*** Opening Dataset records ***

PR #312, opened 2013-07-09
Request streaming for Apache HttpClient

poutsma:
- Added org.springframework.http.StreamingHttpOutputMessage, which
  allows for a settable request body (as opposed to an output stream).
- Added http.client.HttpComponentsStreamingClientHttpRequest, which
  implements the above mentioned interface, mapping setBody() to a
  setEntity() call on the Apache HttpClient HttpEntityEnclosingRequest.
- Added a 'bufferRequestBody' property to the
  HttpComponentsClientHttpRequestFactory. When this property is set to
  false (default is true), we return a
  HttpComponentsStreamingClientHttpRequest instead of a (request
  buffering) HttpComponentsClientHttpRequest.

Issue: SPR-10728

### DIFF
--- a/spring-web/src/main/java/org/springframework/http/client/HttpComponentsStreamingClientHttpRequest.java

*** Closing Dataset records ***

Instructions for the task ▸ Whenever "HttpClient" occurs in a line above, copy that line.

Written response ▸
Request streaming for Apache HttpClient
  setEntity() call on the Apache HttpClient HttpEntityEnclosingRequest.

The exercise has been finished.